That investor perception (and the Nasdaq’s composition) is what created those returns and it’s what makes the Nasdaq important to growth investing.

Why is the Nasdaq different? It has a lot to do with the exchange’s origins. Back when the New York Stock Exchange was still the only game in town, the Nasdaq was just a quotation system and didn’t actually trade stocks. As the Nasdaq Stock Market got going, it included lots of stocks that traded as speculative over-the-counter (OTC) issues. But as the Exchange became the first U.S. stock market to start trading online, it attracted a swarm of new tech companies who saw it as a more modern, more dynamic place to list their stocks. Those companies included Apple, Cisco, Dell, Microsoft and Oracle and a host of others.

You can hear an echo of that period when the little report on the radio after the stock markets close calls the Nasdaq “the tech-heavy Nasdaq.”

The Nasdaq is especially important to growth investors exactly for that reason. The exchange’s heavy weighting toward tech and other “riskier” issues lets investors use it as a barometer of how much risk investors are willing to take on at any one time.
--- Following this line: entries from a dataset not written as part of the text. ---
PR #2762, opened 2021-11-21
s/req/request

threepointone:
This snippet generates an error when run because there's no object called `req`. This PR fixes the reference.

via https://github.com/cloudflare/wrangler2/issues/37

### DIFF
--- a/products/pages/src/content/platform/functions.md
+++ b/products/pages/src/content/platform/functions.md
@@ -309,7 +309,7 @@ filename: _worker.js
 ---
 export default {
   async fetch(request, env) {
-    if (req.url.startsWith('/api/')) {
+    if (request.url.startsWith('/api/')) {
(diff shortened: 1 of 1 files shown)


WalshyDev:
Code example is also incorrectly assuming `url` is the path rather than full URL. Code should instead be:
```js
export default {
  async fetch(request, env) {
    const { pathname } = new URL(request.url);
    if (pathname.startsWith('/api/')) {
      // TODO: Custom /api/* Worker logic
      return new Response('TODO: add logic')
    }

    // Otherwise, serve static asset(s).
    // Without this, Worker will error and no assets will be served.
    return env.ASSETS.fetch(request)
  }
}
```

Electroid (approved):

lukeed (approved):

PR #2782, opened 2021-11-24
fix(pages): add `api` to path in example

jbergstroem:
As I was reading this part of the documentation, the example with `api` was confusing. Perhaps `api` is meant to be magical? If so, feel free to close the PR.

Also, seems like my editor removed dangling/trailing spaces. Let me know if I should omit that from the commit.


lukeed (approved):

deadlypants1973 (approved):
You are awesome for doing this! Thank you :)

PR #2798, opened 2021-11-28
Specify and speculate around entry-point.

janat08:
https://discord.com/channels/595317990191398933/799437470004412476/914317025969590323
I got confused by the old description of entry-point.

### DIFF
--- a/products/workers/src/content/platform/sites/configuration.md
+++ b/products/workers/src/content/platform/sites/configuration.md
@@ -42,7 +42,7 @@ There are a few specific configuration settings for Workers Sites in your `wrang
     - The directory containing your static assets, path relative to your `wrangler.toml`. Example: `bucket = "./public"`.
 
   - `entry-point` <PropMeta>optional</PropMeta>
-    - The location of your Worker script, default is `workers-site`. Example: `entry-point = "./workers-site"`.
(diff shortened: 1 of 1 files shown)


jkup:
Hi @janat08! Thanks for the PR! This doesn't read very clearly to me. Can you help me understand what issue you ran into? Maybe I could work with you on updating the docs!

janat08:
This spurred the pr: https://discord.com/channels/595317990191398933/799437470004412476/914315249346289665
I did read it the longform docs that entry-point has default behavior that he described, so I don't think this pr is speculation anymore.

jkup:
@janat08 Hey again! Walk us through this please. Here is what I'm seeing:

1. I create a Workers Sites project with `wrangler generate proj --site`
2. At this point, `wrangler dev` runs correctly!
3. I rename the Worker folder with `mv workers-site foo`
4. I update `wrangler.toml`, adding `entry-point = "./foo"`
5. It's still working correctly!

How can I reproduce the issue you originally ran into?

janat08:
I actually no longer remember what the problem is, and I only care about it in so far that I hate it. You describe entry point as something other than what requires package.json which then will throw errors, and without any explanation for why the thing exists. I decided to go into detail as to how it can screw you over, between the default behavior and weird requirements. If you like you can just close the issue, this is a troll pr. You don't use this optional param and it will silently fail, and it will complain about lack of package.json but not any entry files that have js extension.

PR #2801, opened 2021-11-29
Add fetch-html-site.md

MaXFalstein:
Send a request to a remote server, read HTML from the response, and serve that HTML extended to support pathnames of links clicked on the initial HTML response page.

This may need to be updated with a Cloudflare link such as an https://examples.cloudflareworkers.com/demos as used in the original [fetch-html example](https://github.com/cloudflare/cloudflare-docs/blob/production/products/workers/src/content/examples/fetch-html.md) replacing the [BBC News website](https://bbc.co.uk/news) used in testing due to its use of non-FQDN links for articles.

### DIFF
--- a/products/workers/src/content/examples/fetch-html-site.md
+++ b/products/workers/src/content/examples/fetch-html-site.md
@@ -1,0 +1,73 @@
+---
+order: 3
+type: example
+summary: Send a request to a remote server, read HTML from the response, and serve that HTML extended to support pathnames of links clicked on the initial HTML response page.
+tags:
+  - Originless
+pcx-content-type: configuration
+---
+
+# Fetch HTML Site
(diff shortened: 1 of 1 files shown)


kristianfreeman:
Hey @MaXFalstein, I spent some time reading over this example, but I'm not sure I understand what it's doing. Can you tell me a bit more about the use-case so I can understand it better?

lukeed (commented):
This is a fork of the [`fetch-html`](https://github.com/cloudflare/cloudflare-docs/blob/production/products/workers/src/content/examples/fetch-html.md) example, adding BBC-specific hostname and some 404 conditions.

TBH I'm not sure it's unique enough to be added as an entirely new example.

PR #2815, opened 2021-11-29
Update durable-objects.md - s/`await`/`ctx.waitUntil`

threepointone:
The docs say that the different between the two code samples is an await statement, but there's no await statement in either of the samples. I think it meant to say that you can omit the call the `ctx.waitUntil`, because that _is_ the difference between the two.


lukeed (approved):
My bad, thanks!

PR #5583, opened 2022-08-21
Snippets

WalshyDev:
Products have a lot of limits. These limits are referred to all over the place which creates a problem... when we up (or remove) a limit, updating all the instances is often hard to do. This leads to there being different limits listed on different pages.

This has bugged me for a while as we've fixed multiple occurrences of this in the Pages docs. So, I wanted to solve it!

Introducing: Snippets

These are as you'd expect, little snippets of text that we can use all over the doc. This means we have a single source of truth rather than multiple. I have updated the Pages docs to use these and I'd encourage other teams to adopt them too!

(this even fixed a case where a limit was outdated, great way to show why this is needed)

Example pages:
- https://walshy-snippets.cloudflare-docs-7ou.pages.dev/pages/how-to/use-bulk-redirects/
- https://walshy-snippets.cloudflare-docs-7ou.pages.dev/pages/platform/limits/

### DIFF
--- a/layouts/shortcodes/snippet.html
+++ b/layouts/shortcodes/snippet.html
@@ -1,0 +1,23 @@
+{{- $id := .Get "id" -}}
+
+<!-- Pages -->
+{{ if (eq $id "cf-pages-limits-redirects-long") }}
+2,000 static redirects and 100 dynamic redirects, for a combined total of 2,100 redirects
+{{ else if (eq $id "cf-pages-limits-redirects-andor") }}
+2,000 static redirects and/or 100 dynamic redirects
+{{ else if (eq $id "cf-pages-limits-redirects") }}
+2,100
+{{ else if (eq $id "cf-pages-limits-headers") }}
+100
+{{ else if (eq $id "cf-pages-limits-headers-char-limit") }}
+1,000
+{{ else if (eq $id "cf-pages-limits-file-size") }}
+25 MiB
+{{ else if (eq $id "cf-pages-limits-file-count") }}
+20,000
+{{ else if (eq $id "cf-pages-limits-drag-and-drop-file-count") }}
+1,000
+{{ else if (eq $id "cf-pages-limits-projects") }}
+100
+
+{{ end }}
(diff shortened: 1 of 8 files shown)


layouts/shortcodes/snippet.html
```diff
@@ -0,0 +1,23 @@
+{{- $id := .Get "id" -}}
+
+<!-- Pages -->
+{{ if (eq $id "cf-pages-limits-redirects-long") }}
```
Ekwuno, line 4: I think this is brilliant @WalshyDev. Although, I am concerned about the syntax because this can also create another problem of its own in the sense that the "else if" will get longer with more products and the contributors can be prone to error 

First thought: Should we have a Shortcode usage section in our contribution docs? To help contributors get more comfortable when we add new shortcodes? (Thinking about this for the tab switcher one as well). 

Second thought:  Instead of a Snippet shortcode can we solve the issue of having limits all over the place differently? E.g. Updating https://developers.cloudflare.com/pages/platform/limits/ in a way that its information is always accurate and then reference it anywhere we talk about limits?

kodster28: Overall, love the idea of single sourcing! 

I think @Ekwuno's 2nd thought is valid... I'd have some concerns over this being formatted as an if/else if as well + the fact that then we'll have limits information in two separate places (the Limits page and this shortcode).

Theoretically, we could build out a JSON file with the various limit values in the **Data** folder and then use that JSON file to:
1. Pull specific data into the snippet shortcode.
2. Populate a new `Limits` shortcode that'd list out everything associated with a specific product.

Realize this'd be significantly more work and sorta run over what you've done here... but that's probably the ideal state from a reuse PoV. Might be something I or one of the other DAs could take on.

kodster28: Tracking in PCX-4576, btw

WalshyDev: Perfect, will close this out and let you take over :)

If the Dow is leading the market, investors are risk-averse, and growth issues are out of fashion.

But when the Nasdaq leads the way, investors’ risk appetite is keen, and growth investors can ramp up their own risk accordingly.

Conversely, when the appetite for risk is low, the Nasdaq tends to lead the way in the other direction, as we saw in 2022.

Cabot offers a variety of advisories that can help you identify stocks that will outperform the market and provide better returns to investors. Click here to find out which growth stocks are on our radar.

Do you prefer investing in growth stocks, value stocks, or a combination of both?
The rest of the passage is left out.